Throughout the entries below, report every line where "literalinclude" is found.

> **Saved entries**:
● ● ● ● ●
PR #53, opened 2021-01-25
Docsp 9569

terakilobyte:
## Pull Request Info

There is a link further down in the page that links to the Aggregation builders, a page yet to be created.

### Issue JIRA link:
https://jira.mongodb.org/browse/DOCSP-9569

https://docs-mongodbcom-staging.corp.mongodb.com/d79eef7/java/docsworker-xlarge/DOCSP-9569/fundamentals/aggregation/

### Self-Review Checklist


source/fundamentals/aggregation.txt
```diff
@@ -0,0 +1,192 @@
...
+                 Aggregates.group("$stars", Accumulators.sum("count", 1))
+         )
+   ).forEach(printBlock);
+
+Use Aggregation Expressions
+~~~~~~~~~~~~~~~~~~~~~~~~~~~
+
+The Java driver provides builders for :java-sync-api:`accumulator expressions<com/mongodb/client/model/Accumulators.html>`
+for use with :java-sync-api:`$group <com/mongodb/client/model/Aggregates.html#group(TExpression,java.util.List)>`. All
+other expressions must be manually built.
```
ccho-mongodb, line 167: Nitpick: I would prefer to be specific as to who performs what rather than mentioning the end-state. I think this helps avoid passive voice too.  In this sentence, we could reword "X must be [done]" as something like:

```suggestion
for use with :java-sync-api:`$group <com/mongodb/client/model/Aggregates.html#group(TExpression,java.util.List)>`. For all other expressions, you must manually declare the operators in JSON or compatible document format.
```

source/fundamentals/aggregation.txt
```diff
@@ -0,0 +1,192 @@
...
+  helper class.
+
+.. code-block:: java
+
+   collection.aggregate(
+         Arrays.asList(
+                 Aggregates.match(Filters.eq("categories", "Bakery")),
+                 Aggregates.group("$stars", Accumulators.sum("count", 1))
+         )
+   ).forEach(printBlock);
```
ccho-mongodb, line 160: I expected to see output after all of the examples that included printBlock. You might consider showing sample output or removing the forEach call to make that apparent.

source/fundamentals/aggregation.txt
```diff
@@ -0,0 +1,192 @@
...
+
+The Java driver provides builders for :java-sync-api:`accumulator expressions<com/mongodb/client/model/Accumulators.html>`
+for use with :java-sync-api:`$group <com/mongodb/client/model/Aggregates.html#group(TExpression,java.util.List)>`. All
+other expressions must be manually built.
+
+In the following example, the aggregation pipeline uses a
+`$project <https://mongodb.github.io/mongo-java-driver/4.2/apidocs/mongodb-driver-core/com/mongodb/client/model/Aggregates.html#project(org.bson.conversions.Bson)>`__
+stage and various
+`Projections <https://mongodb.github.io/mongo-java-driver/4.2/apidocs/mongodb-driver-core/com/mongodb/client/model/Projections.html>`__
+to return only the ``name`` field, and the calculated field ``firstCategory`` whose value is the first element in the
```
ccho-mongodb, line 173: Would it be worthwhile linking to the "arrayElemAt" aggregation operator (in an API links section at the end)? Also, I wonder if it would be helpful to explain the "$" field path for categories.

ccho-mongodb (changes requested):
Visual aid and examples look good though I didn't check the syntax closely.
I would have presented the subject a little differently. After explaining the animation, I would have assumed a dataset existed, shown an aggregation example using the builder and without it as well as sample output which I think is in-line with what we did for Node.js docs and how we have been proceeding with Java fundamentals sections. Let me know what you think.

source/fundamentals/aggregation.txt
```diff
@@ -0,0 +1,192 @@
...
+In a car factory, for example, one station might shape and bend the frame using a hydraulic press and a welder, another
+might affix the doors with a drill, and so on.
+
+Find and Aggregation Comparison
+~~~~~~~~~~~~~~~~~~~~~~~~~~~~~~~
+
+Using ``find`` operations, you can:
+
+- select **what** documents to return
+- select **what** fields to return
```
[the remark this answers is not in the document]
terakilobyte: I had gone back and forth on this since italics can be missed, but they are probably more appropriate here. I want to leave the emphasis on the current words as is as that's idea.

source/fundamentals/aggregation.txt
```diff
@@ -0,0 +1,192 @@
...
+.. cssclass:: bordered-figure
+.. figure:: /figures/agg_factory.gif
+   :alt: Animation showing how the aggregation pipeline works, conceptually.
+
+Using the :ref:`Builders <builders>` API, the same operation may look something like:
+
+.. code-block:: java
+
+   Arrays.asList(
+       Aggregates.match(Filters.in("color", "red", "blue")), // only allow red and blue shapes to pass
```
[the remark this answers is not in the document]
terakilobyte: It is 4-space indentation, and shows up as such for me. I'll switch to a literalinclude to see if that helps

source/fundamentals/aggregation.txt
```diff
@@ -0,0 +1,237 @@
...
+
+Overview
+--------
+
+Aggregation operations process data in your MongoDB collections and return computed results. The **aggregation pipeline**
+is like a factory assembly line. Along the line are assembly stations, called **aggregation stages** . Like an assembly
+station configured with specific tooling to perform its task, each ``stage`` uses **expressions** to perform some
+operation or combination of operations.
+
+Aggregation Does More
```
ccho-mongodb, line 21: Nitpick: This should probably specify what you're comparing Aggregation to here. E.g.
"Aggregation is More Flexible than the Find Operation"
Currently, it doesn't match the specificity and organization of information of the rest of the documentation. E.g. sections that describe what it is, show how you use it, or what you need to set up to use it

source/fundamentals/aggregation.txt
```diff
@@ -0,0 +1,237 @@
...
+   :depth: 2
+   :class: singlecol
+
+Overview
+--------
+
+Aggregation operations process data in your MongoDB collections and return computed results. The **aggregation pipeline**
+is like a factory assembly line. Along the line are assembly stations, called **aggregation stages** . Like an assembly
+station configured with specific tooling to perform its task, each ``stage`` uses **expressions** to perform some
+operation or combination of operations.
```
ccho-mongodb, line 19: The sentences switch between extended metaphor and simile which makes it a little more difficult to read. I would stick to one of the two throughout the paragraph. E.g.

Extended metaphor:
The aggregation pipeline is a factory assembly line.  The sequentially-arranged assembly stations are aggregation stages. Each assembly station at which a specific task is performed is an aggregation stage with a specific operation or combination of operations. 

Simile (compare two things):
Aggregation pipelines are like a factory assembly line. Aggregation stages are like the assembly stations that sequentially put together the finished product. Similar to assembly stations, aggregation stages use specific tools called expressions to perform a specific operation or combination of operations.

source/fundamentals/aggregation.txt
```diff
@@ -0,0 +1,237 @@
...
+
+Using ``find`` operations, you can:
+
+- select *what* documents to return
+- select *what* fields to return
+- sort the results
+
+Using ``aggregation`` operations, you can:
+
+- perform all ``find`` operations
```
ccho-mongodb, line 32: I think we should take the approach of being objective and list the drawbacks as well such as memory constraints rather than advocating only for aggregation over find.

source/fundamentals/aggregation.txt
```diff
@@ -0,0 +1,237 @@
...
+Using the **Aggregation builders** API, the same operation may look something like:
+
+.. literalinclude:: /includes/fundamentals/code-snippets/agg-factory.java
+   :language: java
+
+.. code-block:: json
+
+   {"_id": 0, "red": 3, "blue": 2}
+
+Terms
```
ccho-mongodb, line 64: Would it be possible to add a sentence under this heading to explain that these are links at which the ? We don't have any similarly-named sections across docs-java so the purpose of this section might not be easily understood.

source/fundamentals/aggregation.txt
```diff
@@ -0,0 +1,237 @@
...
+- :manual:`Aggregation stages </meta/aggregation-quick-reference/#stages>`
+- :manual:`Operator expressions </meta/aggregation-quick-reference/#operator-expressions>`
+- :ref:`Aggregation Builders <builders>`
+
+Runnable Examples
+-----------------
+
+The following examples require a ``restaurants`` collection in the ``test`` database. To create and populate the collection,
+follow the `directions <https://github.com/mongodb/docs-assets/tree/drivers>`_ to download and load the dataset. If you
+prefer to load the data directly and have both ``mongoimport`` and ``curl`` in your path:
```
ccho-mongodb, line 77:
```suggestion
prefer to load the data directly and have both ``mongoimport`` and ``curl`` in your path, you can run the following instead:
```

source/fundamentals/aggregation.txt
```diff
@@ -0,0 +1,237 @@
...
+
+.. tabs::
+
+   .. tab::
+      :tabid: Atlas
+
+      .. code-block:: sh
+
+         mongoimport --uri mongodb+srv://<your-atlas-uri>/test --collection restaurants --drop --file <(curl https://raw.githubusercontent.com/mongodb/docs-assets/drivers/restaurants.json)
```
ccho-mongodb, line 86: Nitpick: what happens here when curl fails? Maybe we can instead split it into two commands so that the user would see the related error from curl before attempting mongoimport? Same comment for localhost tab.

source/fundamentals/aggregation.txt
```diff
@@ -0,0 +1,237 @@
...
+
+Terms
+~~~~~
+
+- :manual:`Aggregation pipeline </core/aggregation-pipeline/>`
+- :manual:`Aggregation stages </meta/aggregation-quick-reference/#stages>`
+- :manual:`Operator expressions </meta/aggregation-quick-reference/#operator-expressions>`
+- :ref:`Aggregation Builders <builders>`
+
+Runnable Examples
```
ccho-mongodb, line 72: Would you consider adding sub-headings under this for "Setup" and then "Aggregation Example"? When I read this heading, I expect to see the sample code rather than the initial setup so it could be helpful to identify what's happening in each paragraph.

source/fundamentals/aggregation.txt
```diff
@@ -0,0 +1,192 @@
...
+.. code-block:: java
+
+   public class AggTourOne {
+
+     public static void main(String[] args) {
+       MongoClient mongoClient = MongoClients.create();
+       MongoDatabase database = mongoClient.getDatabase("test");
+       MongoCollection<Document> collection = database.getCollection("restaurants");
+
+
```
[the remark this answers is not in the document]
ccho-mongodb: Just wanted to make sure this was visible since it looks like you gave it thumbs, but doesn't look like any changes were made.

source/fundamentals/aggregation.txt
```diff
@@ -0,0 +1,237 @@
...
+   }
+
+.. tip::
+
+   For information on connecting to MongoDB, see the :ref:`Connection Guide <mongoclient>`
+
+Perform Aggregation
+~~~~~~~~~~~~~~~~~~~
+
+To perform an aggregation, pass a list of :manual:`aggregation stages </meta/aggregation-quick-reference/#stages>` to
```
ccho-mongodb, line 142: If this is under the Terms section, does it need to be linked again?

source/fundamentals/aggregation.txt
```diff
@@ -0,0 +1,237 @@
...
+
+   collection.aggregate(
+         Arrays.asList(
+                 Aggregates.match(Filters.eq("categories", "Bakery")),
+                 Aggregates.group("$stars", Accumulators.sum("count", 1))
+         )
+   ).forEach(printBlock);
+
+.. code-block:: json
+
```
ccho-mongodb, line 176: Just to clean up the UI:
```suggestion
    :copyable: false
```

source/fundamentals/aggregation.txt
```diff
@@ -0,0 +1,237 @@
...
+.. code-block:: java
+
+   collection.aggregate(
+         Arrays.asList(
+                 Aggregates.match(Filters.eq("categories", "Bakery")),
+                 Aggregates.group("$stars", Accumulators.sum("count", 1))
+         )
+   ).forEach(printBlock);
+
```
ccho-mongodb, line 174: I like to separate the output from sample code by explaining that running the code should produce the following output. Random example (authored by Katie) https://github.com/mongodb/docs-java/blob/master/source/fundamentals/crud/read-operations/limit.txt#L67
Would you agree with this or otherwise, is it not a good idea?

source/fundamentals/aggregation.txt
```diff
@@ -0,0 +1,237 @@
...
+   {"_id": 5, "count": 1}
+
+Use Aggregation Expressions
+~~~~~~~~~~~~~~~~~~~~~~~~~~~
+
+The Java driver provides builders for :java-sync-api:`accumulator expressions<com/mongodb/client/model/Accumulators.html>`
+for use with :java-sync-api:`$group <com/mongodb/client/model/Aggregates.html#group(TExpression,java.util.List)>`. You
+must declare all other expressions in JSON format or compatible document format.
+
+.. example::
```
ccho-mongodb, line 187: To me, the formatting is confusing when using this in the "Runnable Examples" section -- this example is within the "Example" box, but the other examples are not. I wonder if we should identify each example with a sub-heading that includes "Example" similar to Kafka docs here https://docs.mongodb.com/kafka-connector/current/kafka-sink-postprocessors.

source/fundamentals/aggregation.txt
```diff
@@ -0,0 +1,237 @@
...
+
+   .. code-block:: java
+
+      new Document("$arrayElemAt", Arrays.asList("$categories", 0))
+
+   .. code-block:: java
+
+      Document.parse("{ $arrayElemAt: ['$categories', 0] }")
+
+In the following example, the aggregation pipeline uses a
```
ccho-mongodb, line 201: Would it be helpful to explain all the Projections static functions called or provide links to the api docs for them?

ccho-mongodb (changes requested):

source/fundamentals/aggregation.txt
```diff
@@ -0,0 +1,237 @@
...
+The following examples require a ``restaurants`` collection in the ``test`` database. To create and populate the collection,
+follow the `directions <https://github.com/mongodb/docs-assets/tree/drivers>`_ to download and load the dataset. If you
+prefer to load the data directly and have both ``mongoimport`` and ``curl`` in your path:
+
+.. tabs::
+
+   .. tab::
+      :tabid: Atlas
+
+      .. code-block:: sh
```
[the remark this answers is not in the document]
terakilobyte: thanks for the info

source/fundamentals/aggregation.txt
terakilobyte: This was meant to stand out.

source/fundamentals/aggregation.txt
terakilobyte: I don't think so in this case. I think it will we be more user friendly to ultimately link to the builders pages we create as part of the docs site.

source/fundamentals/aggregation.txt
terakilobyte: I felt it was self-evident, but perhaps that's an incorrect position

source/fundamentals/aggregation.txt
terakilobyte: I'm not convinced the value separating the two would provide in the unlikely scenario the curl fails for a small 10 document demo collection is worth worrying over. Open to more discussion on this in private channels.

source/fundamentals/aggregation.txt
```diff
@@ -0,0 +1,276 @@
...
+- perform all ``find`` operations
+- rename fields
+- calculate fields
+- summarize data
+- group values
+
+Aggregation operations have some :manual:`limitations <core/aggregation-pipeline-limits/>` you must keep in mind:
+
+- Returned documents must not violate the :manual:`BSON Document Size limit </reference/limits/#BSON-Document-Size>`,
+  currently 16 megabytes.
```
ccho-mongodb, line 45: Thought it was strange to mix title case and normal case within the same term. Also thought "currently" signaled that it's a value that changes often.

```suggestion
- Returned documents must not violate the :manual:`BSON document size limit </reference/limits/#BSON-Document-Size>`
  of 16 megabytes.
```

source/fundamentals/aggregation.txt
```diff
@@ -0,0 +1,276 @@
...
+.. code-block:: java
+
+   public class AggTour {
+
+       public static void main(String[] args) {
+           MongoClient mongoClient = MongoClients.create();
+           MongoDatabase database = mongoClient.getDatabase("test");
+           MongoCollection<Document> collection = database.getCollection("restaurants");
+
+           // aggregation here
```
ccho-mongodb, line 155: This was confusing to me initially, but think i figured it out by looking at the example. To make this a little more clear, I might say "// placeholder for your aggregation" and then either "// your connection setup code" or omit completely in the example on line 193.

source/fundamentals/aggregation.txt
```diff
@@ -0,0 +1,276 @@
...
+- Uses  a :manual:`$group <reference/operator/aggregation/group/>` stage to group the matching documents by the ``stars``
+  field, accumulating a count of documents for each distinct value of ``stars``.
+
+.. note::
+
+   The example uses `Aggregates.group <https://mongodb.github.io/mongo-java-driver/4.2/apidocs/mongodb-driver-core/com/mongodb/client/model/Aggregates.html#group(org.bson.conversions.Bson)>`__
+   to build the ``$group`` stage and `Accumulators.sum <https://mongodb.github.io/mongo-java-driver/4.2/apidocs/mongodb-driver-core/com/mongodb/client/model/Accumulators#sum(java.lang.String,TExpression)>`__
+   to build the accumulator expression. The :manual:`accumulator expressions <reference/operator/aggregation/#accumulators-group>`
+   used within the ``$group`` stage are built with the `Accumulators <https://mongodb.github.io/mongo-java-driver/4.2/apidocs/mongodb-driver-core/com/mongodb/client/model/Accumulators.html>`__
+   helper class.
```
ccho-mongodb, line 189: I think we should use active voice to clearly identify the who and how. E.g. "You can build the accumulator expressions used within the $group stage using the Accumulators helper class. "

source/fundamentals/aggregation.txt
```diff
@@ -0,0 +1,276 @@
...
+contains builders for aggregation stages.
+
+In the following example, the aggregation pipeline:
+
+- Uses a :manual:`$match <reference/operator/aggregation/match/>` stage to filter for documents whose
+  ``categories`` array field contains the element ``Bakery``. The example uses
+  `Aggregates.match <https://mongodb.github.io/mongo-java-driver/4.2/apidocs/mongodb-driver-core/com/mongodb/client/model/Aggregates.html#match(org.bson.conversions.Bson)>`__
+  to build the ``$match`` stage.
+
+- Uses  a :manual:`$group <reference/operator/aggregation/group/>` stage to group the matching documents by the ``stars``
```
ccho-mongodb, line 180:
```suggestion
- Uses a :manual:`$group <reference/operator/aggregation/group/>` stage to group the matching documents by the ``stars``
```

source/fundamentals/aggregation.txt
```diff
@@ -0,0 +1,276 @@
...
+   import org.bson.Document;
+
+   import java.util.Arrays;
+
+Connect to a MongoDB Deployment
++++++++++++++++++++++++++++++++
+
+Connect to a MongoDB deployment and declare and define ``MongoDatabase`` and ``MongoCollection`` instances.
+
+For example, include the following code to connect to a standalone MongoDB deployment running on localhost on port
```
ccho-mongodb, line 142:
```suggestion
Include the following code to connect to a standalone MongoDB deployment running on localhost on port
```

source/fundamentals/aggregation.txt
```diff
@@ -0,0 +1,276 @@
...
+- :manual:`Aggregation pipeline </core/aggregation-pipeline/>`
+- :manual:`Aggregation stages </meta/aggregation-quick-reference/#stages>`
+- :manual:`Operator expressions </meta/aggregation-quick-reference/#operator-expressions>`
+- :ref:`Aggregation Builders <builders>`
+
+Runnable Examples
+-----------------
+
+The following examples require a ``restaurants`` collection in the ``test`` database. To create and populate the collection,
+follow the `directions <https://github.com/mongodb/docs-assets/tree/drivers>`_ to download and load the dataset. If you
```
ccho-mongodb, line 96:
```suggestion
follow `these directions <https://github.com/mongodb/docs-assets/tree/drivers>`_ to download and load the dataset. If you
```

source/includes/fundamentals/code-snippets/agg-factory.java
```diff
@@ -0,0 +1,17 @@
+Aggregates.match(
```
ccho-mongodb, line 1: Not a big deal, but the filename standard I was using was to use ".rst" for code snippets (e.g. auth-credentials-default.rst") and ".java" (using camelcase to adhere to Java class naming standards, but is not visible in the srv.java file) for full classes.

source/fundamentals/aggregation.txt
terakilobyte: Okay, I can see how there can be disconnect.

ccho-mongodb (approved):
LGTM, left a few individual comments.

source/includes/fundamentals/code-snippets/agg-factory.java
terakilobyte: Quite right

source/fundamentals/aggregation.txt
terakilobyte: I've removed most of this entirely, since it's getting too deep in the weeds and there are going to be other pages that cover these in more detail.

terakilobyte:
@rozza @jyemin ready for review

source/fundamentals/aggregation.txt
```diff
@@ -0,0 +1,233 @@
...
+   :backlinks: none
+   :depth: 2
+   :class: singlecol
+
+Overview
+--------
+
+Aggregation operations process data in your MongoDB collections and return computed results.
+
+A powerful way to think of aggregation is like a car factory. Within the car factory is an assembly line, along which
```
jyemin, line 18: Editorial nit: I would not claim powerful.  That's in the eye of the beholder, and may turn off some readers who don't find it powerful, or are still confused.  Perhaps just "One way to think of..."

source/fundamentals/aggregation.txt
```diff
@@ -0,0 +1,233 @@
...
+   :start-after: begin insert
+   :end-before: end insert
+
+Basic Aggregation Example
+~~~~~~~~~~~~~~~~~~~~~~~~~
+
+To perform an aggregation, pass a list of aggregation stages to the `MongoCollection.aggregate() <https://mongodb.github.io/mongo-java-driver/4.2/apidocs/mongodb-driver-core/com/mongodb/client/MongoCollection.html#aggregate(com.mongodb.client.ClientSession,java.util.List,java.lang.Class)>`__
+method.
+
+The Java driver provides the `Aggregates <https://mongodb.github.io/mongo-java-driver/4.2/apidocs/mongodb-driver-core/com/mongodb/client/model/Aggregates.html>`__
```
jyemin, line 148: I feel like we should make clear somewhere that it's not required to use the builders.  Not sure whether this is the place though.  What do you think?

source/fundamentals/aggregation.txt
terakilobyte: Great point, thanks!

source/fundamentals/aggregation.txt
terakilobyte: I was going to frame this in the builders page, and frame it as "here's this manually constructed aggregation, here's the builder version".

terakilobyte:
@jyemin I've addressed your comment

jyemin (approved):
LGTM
● ● ● ● ●
> **ANSWER SECTION**:
terakilobyte: It is 4-space indentation, and shows up as such for me. I'll switch to a literalinclude to see if that helps
+.. literalinclude:: /includes/fundamentals/code-snippets/agg-factory.java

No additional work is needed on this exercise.